UNITED STATES - The $11.1bn (€7bn) Maine Public Employees Retirement System has increased the size of its targeted allocation to real estate from 5% to 10%.
The amount of new capital that would be available to invest in the asset class is around $500m and the allocation could then be invested over a two- to five-year time horizon, according to Andrew Sawyer, chief investment officer for the pension fund.
"We are right now invested at the previous allocation of 5%. We think that real estate as an asset class can still produce attractive risk adjusted returns and it's a good hedge against inflation," said Sawyer.
Maine PERS is one of a few public pension funds in the United States to approve a major increase to its real estate allocation this year as most investors have stayed with their current real estate targets or have allocated less capital for investing in 2008.
The old allocation of 5% was split into both public and private real estate.
Around 4% of the allocation was invested into core open-ended commingled funds while the other 1% was invested in public REITs, through a US REIT index fund managed by Barclays Global Investors.
Maine PERS is likely to hire a real estate consultant in the future to assist it with its future real estate strategy, so may call on the support of its general consultant, Ennis Knupp + Associates to do so, although the consultancy firm does have a real estate unit within the company.
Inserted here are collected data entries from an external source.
PR #4379, opened 2024-07-03
Allow remote deploy inside remote deploy

teresaromero:
# Proposed changes

Fixes https://okteto.atlassian.net/browse/DEV-214

When running an `okteto deploy` with a deploy remote command as part of the deploy manifest, the deploy inside deploy was not being run remotly, but locally based on the runner of the "parent" deploy.

This was caused as we where skippping a remote deploy if we already where inside a remote deploy, this PR removes this check.

Other related changes:
- Remove the remote check from NewConfigmapHandler, as this was causing the child deploy to not create a configmap
- Small fix on log, the log was appearing when deploy and its being reused for testing, used this PR to change this.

Maine PERS is considering a variety of strategies with the new capital which include a review of private real estate and core, value-added and opportunistic commingled funds.
These funds may be invested in the United States or internationally while separate account relationships are also a possibility.
Sources say the pension fund may also looking at investing in REITs on the global stage, perhaps through another index fund or a separate account.